Along the bottom edge, a gap is visible a few pages down. That's where the loose preface pages end and the bibliocrypt begins. Wanna see it?



Ah. That's better!

Heather's instructions at this stage of fabrication:

Apply an unholy amount of glue to the inside of the book, and to the ½" border of the first page. Really, go nuts! If it doesn't look like a six year old was responsible when you're done, you screwed up.”

The clean lines of the excised portions were very pleasing to me, especially compared with my previous attempts as a kid. Some waviness is seen at the interior north wall and the bottom of the right page. My glue mixture was too thin.

Don't think for a moment the synergistic irony of making this book useful, my editing of it, and the title were unnoticed or un-relished.

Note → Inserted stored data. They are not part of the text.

PR #70, opened 2022-08-31
Fix check for `pthread_threadid_np`

hebasto:
Otherwise, the test always fails with "error: ‘uint64_t’ was not declared in this scope".


ryanofsky (approved):
Code review ACK 373d0d7823c39b30b318f91886f0041d581213cb. Would be curious to know what platform(s) the problem happens on, but thanks for the fix!

hebasto:
> Code review ACK 373d0d7823c39b30b318f91886f0041d581213cb. Would be curious to know what platform(s) the problem happens on, but thanks for the fix!

macOS at least.

PR #71, opened 2022-08-31
Use defined `CXX_STANDARD` for environment introspection

hebasto:
It doesn't look robust to use different C++ standards for configuration and building.

This PR, for example, will apply the `-std=gnu++17` compiler option for all checks during configuration when building with GCC.


ryanofsky (approved):
Code review ACK 2eff5da83c5dfcb13d28df7c2c108178bbcba956. The original reason this was implemented this way was that some versions of capnproto required c++14 while bitcoin was still using c++11, so there really was a mix of versions being used together. But it is simpler to set a default version now, and good to use the same version for checks.

PR #72, opened 2022-08-31
Make `mpgen` target independent from `multiprocess` one

hebasto:
Instead of dependency `mpgen` on `multiprocess`, both of them can share the `util` object library.

This is a step towards ability to build and install `mpgen` and `multiprocess` independently, especially when [cross](https://github.com/bitcoin/bitcoin/pull/25941) building.


ryanofsky (approved):
Code review ACK 665d1fdc676a9dee36e6b17261448e56f225c0e4. I like this change. No reason the code generator and runtime need to share all the same dependencies.

PR #484, opened 2016-01-05
moved `extractArguments` to server class

bekzod:
I think `extractArguments` should be inside user-facing API, because only user will be passing variable length arguments  and in `route-handler` arguments become more explicit, need your opinion


samselikoff:
I like that. Maybe eventually we could add an object, `RouterHandlerDefinitionReader` which would be a better home for this function (and testable!).

bekzod:
cool thanks :+1:

Issue #333, opened 2015-10-28
Ensure serializers work with dasherized names


samselikoff:

ballPointPenguin:
This one just bit me. I'll look into it.

PR #485, opened 2016-01-06
ensure serializers work with dasherized names

ballPointPenguin:
This addresses https://github.com/samselikoff/ember-cli-mirage/issues/333.

### DIFF
--- a/addon/serializer-registry.js
+++ b/addon/serializer-registry.js
@@ -225,7 +225,7 @@ export default class SerializerRegistry {
 
   _serializerFor(modelName) {
     let type = modelName ? camelize(modelName) : null;
-    let ModelSerializer = this._serializerMap && (this._serializerMap[type] || this._serializerMap['application']);
+    let ModelSerializer = this._serializerMap && (this._serializerMap[modelName] || this._serializerMap[type] || this._serializerMap['application']);
 
     /*
       TODO: This check should exist within the Serializer class, when the logic is moved from the registry to the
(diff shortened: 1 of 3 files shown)


samselikoff:
Thanks for this!

I think we need to go ahead and tackle this at the `read-modules` level. Basically, I think this `camelize/dasherize` code is getting spread over a lot of places already. If we just ensure that the modules map passed into `Server` is all camelCased, we can at least solve some of this.

Basically, if you imagine instantiating a `Server` manually, you'd want to do

```js
new Server({
  serializers: {
    wordSmith: Serializer.extend({...}),
    blogPost: ...
  }
});
```

instead of dasherized names there. So let's just change it [here](https://github.com/samselikoff/ember-cli-mirage/blob/master/addon/utils/read-modules.js#L43), let's camelize `moduleKey` right there. Then, we'd need to change your test to actually test the `read-modules` bit...maybe the easiest way would be to write a new acceptance test for a multi-word model name, and make sure the response is what you expect.

I know that's a lot! Don't feel like you need to do it :)

ballPointPenguin:
I think that is a sound approach @samselikoff. I actually considered messing with read-modules first before changing my mind (don't recall why). I'll take a stab at it.

ballPointPenguin:
just a note: this also affects fixture file names

samselikoff:
f95aa53262164953f70c970812d8462aa13feab2 closes for serializers, 92d1cc8bd3fb6a812dbcf0d166016581f6278e80 for fixtures.

Thank you for your work!

ballPointPenguin:
awesome!

PR #487, opened 2016-01-06
shorthands cleanup

bekzod:
* moved selecting request handler to constructor
* made more explicit selecting handler
* changed order and removed unnecessary arguments for handler methods

### DIFF
--- a/addon/route-handlers/shorthands/base.js
+++ b/addon/route-handlers/shorthands/base.js
@@ -1,4 +1,4 @@
-import { singularize, capitalize, camelize, dasherize } from 'ember-cli-mirage/utils/inflector';
+import { singularize, camelize, dasherize } from 'ember-cli-mirage/utils/inflector';
 import _isArray from 'lodash/lang/isArray';
 import assert from 'ember-cli-mirage/assert';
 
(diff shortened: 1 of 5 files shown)


addon/route-handler.js
```diff
@@ -25,10 +24,8 @@ function createHandler({ verb, schema, serializerOrRegistry, rawHandler, options
   let handler;
   let args = [ schema, serializerOrRegistry, rawHandler, options ];
   let type = typeOf(rawHandler);
-  if (type === 'function') {
-    handler = new FunctionHandler(...args);
-  } else if (type === 'object') {
-    handler = new ObjectHandler(...args);
+  if (type === 'function' || type === 'object') {
+    handler = new BaseHandler(...args);
```
samselikoff: I'm wary of using this base class here because, it's a *shorthand* base route handler, but the function/object route handlers aren't shorthands. Shorthand means something specific, it means you either passed a string, array, or nothing (undefined) after the path parameter. So I'm wary of using it for function/object because there's a lot of logic there that doesn't apply.

samselikoff:
I like the idea of setting `this.schema` on the handlers but I don't see a ton of clarity gained from this refactoring.

addon/route-handler.js
bekzod: ok reverted this part

bekzod:
main point of refactoring was to initialize handlers in `constructor` rather than having it created in `handle` method, and since `this.schema` is part of class I think it is better access it directly rather than passing it as argument to each method, and such structor allows further simplification

samselikoff:
Ah, right, no need to switch on `type` at request-time, since we know at construction what type of handler it will be. I like that.

Also `this.schema` makes sense. I remember when I originally wrote these, I wanted every handler to be a pure function. But now many pieces of the system are stateful objects, so I think it makes sense to continue that pattern here (as well as elsewhere in the system).

:+1: lgtm!

samselikoff:
Looks like we need a rebase now

bekzod:
rebased it, :+1:

samselikoff:
woot!

PR #495, opened 2016-01-08
factory `build` cleanup

bekzod:


addon/factory.js
```diff
@@ -4,29 +4,21 @@ import _isFunction from 'lodash/lang/isFunction';
...
+    return value.map((val) => buildValue(val, value, sequence));
+  } else if (_isPlainObject(value)) {
+    return _mapValues(value, (val) => buildValue(val, value, sequence));
+  } else if (_isFunction(value)) {
+    return value.call(parentAttrs, sequence);
+  } else {
+    return value;
+  }
+}
+
```
samselikoff: I'm finding this code difficult to read. In the future I'd like to see

 - `Factory` become an ES6 class, so we can easily add new methods on it
 - fewer named functions divorced from the class

bekzod: I will have look what can be done tmrw, for now you can close the PR if you want

PR #496, opened 2016-01-08
added `passthroug request` logging

bekzod:
since `unhandled` and `handled` requests being logged I thought it would be logical to add logging for `passthrough requests` also


samselikoff:
Ah cool, I think this is a newer API of Pretender I didn't know about. Thanks!

PR #500, opened 2016-01-11
Shorthand refactor

bekzod:
* identifying `modelName` from path not from request url
* moved identifying `modelClass` to constructor

### DIFF
--- a/addon/route-handler.js
+++ b/addon/route-handler.js
@@ -21,9 +21,9 @@ function isNotBlankResponse(response) {
 
 const DEFAULT_CODES = { get: 200, put: 204, post: 201, 'delete': 204 };
 
-function createHandler({ verb, schema, serializerOrRegistry, rawHandler, options }) {
+function createHandler({ verb, schema, serializerOrRegistry, path, rawHandler, options }) {
   let handler;
-  let args = [ schema, serializerOrRegistry, rawHandler, options ];
+  let args = [ schema, serializerOrRegistry, rawHandler, path, options ];
   let type = typeOf(rawHandler);
   if (type === 'function') {
     handler = new FunctionHandler(...args);
@@ -43,11 +43,11 @@ function createHandler({ verb, schema, serializerOrRegistry, rawHandler, options
 
 export default class RouteHandler {
 
-  constructor({ schema, verb, rawHandler, customizedCode, options, serializerOrRegistry }) {
+  constructor({ schema, verb, rawHandler, customizedCode, options, path, serializerOrRegistry }) {
     this.verb = verb;
     this.customizedCode = customizedCode;
     this.serializerOrRegistry = serializerOrRegistry;
-    this.handler = createHandler({ verb, schema, serializerOrRegistry, rawHandler, options });
+    this.handler = createHandler({ verb, schema, path, serializerOrRegistry, rawHandler, options });
   }
 
   handle(request) {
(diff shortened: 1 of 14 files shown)


bekzod:
also `shorthand class` always expects shorthand parameter passed

bekzod:
now since `modelClass` are identified in initialization time not in runtime, we can throw errors in initialization time about missing `modelClass`es  for that path

addon/route-handler.js
```diff
@@ -41,12 +42,26 @@ function createHandler({ verb, schema, serializerOrRegistry, rawHandler, options
...
+}
+
 export default class RouteHandler {
 
-  constructor({ schema, verb, rawHandler, customizedCode, options, serializerOrRegistry }) {
+  constructor({ schema, verb, rawHandler, customizedCode, options, path, serializerOrRegistry }) {
     this.verb = verb;
     this.customizedCode = customizedCode;
     this.serializerOrRegistry = serializerOrRegistry;
+    rawHandler = rawHandler || getModelName(path);
```
samselikoff: The problem with putting this here is that `getModelName` is a special "ability" of the shorthand route handlers. So let's keep it within the shorthands. It shouldn't be here, because function and object handlers have no notion of a modelName for a path.

So instead, let's pass along `path` through `createHandler`, give it to the shorthand route handlers, and then they can do their special magic probably in base shorthand. It will still be at construction time (you could even set it as state on the route handler, `this.modelClass = this.getModelClassFromPath(path)`.

Also I prefer these functions to be methods on the class, I find it easier to notice when a new object needs to be made if there are a lot of related methods on the class. The free-standing functions makes that a bit harder, I think.

bekzod: Cool made those changes, I think all of them valid

tests/integration/route-handlers/post-shorthand-test.js
```diff
@@ -33,17 +33,6 @@ module('Integration | Route Handlers | POST shorthand', {
...
-  let request = {requestBody: JSON.stringify(this.body), url: '/authors'};
-  let handler = new PostShorthandRouteHandler(this.schema, this.serializer);
-
-  let model = handler.handle(request);
-
-  assert.equal(this.schema.db.authors.length, 1);
-  assert.ok(model instanceof Model);
-  assert.equal(model.modelName, 'author');
-  assert.equal(model.firstName, 'Ganon');
-});
```
samselikoff: Why remove this test?

addon/route-handlers/shorthands/base.js
```diff
@@ -50,48 +53,30 @@ export default class BaseShorthandRouteHandler {
...
-    let [ urlSplit ] = url.split('?');
-    let path = urlSplit.split('/');
-    path = path[path.length - 1] === '' ? path.slice(0, path.length - 1) : path; // when trailing slash
-    let typePath = hasId ? path[path.length - 2] : path[path.length - 1];
-    let modelName = dasherize(camelize(singularize(typePath)));
-
-    return modelName;
-  }
-
   _getJsonBodyForRequest(request) {
```
samselikoff: If we're moving the call to `normalize` here this method name isn't really accurate anymore, can we change it to `getJsonApiDocForRequest`?

samselikoff:
Just a few more questions, then if you could squash + rebase we can get this merged in!

bekzod:
returned that test and renamed method

samselikoff:
Awesome, looks great. One more rebase and I'll get this in (sorry - I must have merged another PR in that popped up first).

bekzod:
rebased

samselikoff:
:+1: thanks!

Issue #504, opened 2016-01-17
Can't define inverse relationships


thomasdashney:
First of all, awesome project :)

I'm hoping to have an inverse relationship (as supported in Ember Data). For example:

```javascript
// in /mirage/models/User.js
export default Model.extend({
  projects: hasMany()
});
```

```javascript
// in /mirage/models/Project.js
export default Model.extend({
  user: belongsTo()
});
```

When I try to find a record through the schema, I get a maximum call stack exceeded. Is this something this add-on plans to support? Happy to contribute a PR if so! (created a failing test for this case)

samselikoff:
Thank you! :smile:

This absolutely should work today, a PR with a failing test would be ideal. We could also start with a snippet of the code that's giving the error.

samselikoff:
Ahhh... I believe it's the one-to-one that's causing the problem. (The code in your comment above, with one hasMany and one belongsTo should work).

I need to add an option to let the user specify which model owns the foreign key.

Thank you so much for bringing this up!

samselikoff:
Do you have a 1-1 model in your server you're mocking out?

thomasdashney:
It fails with a one-to-many relationship as well–I just pushed another failing test case for that into my branch.

I'm not developing this against a server.. I just started prototyping an app a few days ago and am probably not going to actually develop a server for a bit. Mostly using ember-cli-mirage for some text fixtures to get up and running quickly! Working like a charm so far

samselikoff:
In your db setup, you only need one foreign key. Mirage assumes the `belongsTo` owns the foreign key.

In your second test, could you remove the `projectIds` from the user and see if that fixes it? `user.projects` should still work, since it looks for all projects with a matching `userId`.

Also, in your first test, remove the `addressId` from the user.

thomasdashney:
Ok, just made the test changes and one-to-many works now. Still having a problem with the one-to-one (`address.user` should exist right?)

samselikoff:
Yah I believe one-to-one won't work right now, I need to allow user to say "this model owns the fk of this one-to-one relationship". For now I'd say stick to a one-to-many, if you can.

thomasdashney:
Cool, will do. Thanks for your help :smile:

samselikoff:
Let me know if you have any more questions

ivanbanov:
Any other workaround for a while for one-to-one relationship? I'm having the same problem here

samselikoff:
[...]

PR #505, opened 2016-01-17
WIP: Inverse relationships

thomasdashney:
See #504


tests/integration/schema/inverse-relationships-test.js
```diff
@@ -0,0 +1,35 @@
...
+    user: Mirage.belongsTo()
+  });
+
+  var schema = new Schema(db);
+  schema.registerModels({
+    user: User,
+    address: Address
+  });
+
+  var address = schema.address.find(1);
```
thomasdashney: It seems to fail at the `find()` call

PR #510, opened 2016-01-19
patching pretender so it does not store requests

bekzod:
attempt to solve #510

### DIFF
--- a/addon/server.js
+++ b/addon/server.js
@@ -47,6 +47,14 @@ function createPretender(server) {
   });
 }
 
+function patchPretender(pretender) { // according to samselikoff/ember-cli-mirage/issues/509
+  let noopArray = { push: function(){} };
+  pretender.handledRequests = noopArray;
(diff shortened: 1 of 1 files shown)


Leooo:
@samselikoff we are fighting for months because we have memory leaks in our tests "somewhere". If this PR helps in any way, can it be merged?

samselikoff:
I don't want to monkey patch Pretender here, and others might be relying on those APIs from the pretender instance.

Could you help by moving the [upstream PR](https://github.com/pretenderjs/pretender/pull/141) along? Once we get the option there it will be simple to expose it on Mirage.

Also if you need something immediately, you can run the above code in an initializer or your moduleForAcceptance.

Leooo:
@samselikoff I've no Idea how to modify tests in the pretender repo unfortunately, see https://github.com/pretenderjs/pretender/pull/141.

samselikoff:
Going to wait for Pretender to add this and set a default from within Mirage

PR #512, opened 2016-01-19
made passthrough not overridable

### LINKED ISSUE #400: route handler precedence and passthrough
Hi, I would like to use the passthrough api. However it only works when I remove an existing handler for the same route. (I would like to passthrough some routes in a test environment to gradually workout the api while the rest is still being mocked). The documentation has a comment 

```
Put all passthrough config at the bottom of your config.js file, to give your route handlers precedence.
```

which suggests that putting the passthrough at the top of the handler definitions prevents the handler from being called. This does not seem to be the case. So for example:

```
this.passthrough('/posts/:id');
// this.get('/posts/:id', (db, req) => ({ data: db.posts.find(req.params.id) }));
```

works fine, but the following does not.

```
this.passthrough('/posts/:id');
this.get('/posts/:id', (db, req) => ({ data: db.posts.find(req.params.id) }));
```

Is this the expected behaviour? So for my use-case I would need the following?

```
import ENV from 'app/config/environment';
ENV.environment === 'test' 
? this.passthrough('/posts/:id') 
: this.get('/posts/:id', (db, req) => ({ data: db.posts.find(req.params.id) }));
```

bekzod:
should fix #400

### DIFF
--- a/tests/integration/passthrough-test.js
+++ b/tests/integration/passthrough-test.js
@@ -202,3 +202,45 @@ test('it can passthrough other-origin hosts', function(assert) {
   });
 });
 
+
+test('passthrough requests follow normal precedence rules 1', function(assert) {
+  assert.expect(1);
+  var done1 = assert.async();
+  var server = this.server;
+
+  server.loadConfig(function() {
+    this.urlPrefix = '/vet/123';
+    this.passthrough('/pets');
+    this.get('/pets', function() { return 123; });
+  });
+
+  $.ajax({
+    method: "GET",
+    url: "/vet/123/pets",
+    error: function() {
+      assert.ok(true);
+      done1();
+    }
+  });
+});
+
+test('passthrough requests follow normal precedence rules 2', function(assert) {
+  assert.expect(1);
+  var done1 = assert.async();
+  var server = this.server;
+
+  server.loadConfig(function() {
+    this.urlPrefix = '/vet/123';
+    this.get('/pets', function() { return 123; });
+    this.passthrough('/pets');
+  });
+
+  $.ajax({
+    method: "GET",
+    url: "/vet/123/pets",
+    error: function() {
+      assert.ok(true);
+      done1();
+    }
+  });
+});
--- a/addon/server.js
+++ b/addon/server.js
@@ -47,6 +47,12 @@ function createPretender(server) {
   });
 }
 
+function hasPassthrough(pretender, path, verb) {
+  let recognized = pretender.hosts.forURL()[verb.toUpperCase()].recognize(path);
+  let match = recognized && recognized[0];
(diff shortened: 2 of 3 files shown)


tests/integration/passthrough-test.js
```diff
@@ -202,3 +202,25 @@ test('it can passthrough other-origin hosts', function(assert) {
...
 });
 
+
+test('passthrough is not overridable', function(assert) {
+  assert.expect(1);
+  var done1 = assert.async();
+  var server = this.server;
+
+  server.loadConfig(function() {
+    this.urlPrefix = '/vet/123';
```
samselikoff: why do you specify the `urlPrefix` here? As it is written this test will actually also pass on `master`, because of this. I think we can remove it.

tests/integration/passthrough-test.js
```diff
@@ -202,3 +202,25 @@ test('it can passthrough other-origin hosts', function(assert) {
   });
 });
 
+
+test('passthrough is not overridable', function(assert) {
```
samselikoff: could we rename the test to `passthrough requests follow normal precedence rules`

samselikoff:
With the changes made this will be good to go!

Again, thank you so much for all your work lately on Mirage, it's really helping me keep up momentum.

tests/integration/passthrough-test.js
bekzod: I think wanted to test if it works with `fullPath` but actually forgot to put `/vet/123/pets` in ajax url

bekzod:
Cool, whenever got free time at hand trying to contribute

samselikoff:
Looks great. Just a thought, can we add a second test for the opposite case, i.e. make sure if `this.get` is defined first that it wins?

bekzod:
added another test

tests/integration/passthrough-test.js
```diff
@@ -202,3 +202,45 @@ test('it can passthrough other-origin hosts', function(assert) {
...
+
+test('passthrough requests follow normal precedence rules 2', function(assert) {
+  assert.expect(1);
+  var done1 = assert.async();
+  var server = this.server;
+
+  server.loadConfig(function() {
+    this.urlPrefix = '/vet/123';
+    this.get('/pets', function() { return 123; });
+    this.passthrough('/pets');
```
samselikoff: In this case, I'd expect the first handler (the mirage handler `.get('/pets')`) to "win", since it's defined first. I think you may need to update your strategy here to accommodate this.

I don't want you to have to re-invent Pretender's route handler registry... perhaps this is something we should fix upstream in Pretender itself?

samselikoff:
Closing due to inactivity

The only advice I'd add to Heather's is this: Don't use a scalpel with a plastic handle. They aren't designed to take the necessary force. My project almost got gory, and blood-spattered books don't blend well in most bookshelves.

The parting words of Ms. Rivers:

This excessively photographic guide to hollowing out a book is brought to you by Heather Rivers, who begs forgiveness for her sins against bookdom and would offer to the appalled that her book-lovin' karma is still in great shape after having spent two years of college working in a rare book preservation lab preserving priceless treasures that they might continue to be celebrated by book fetishists like you for many years to come.”

Thank Heather by visiting her site. http://rive.rs/projects/how-to-hollow-out-a-book

Tell her Derick sent you. She'll have no idea who you're talking about.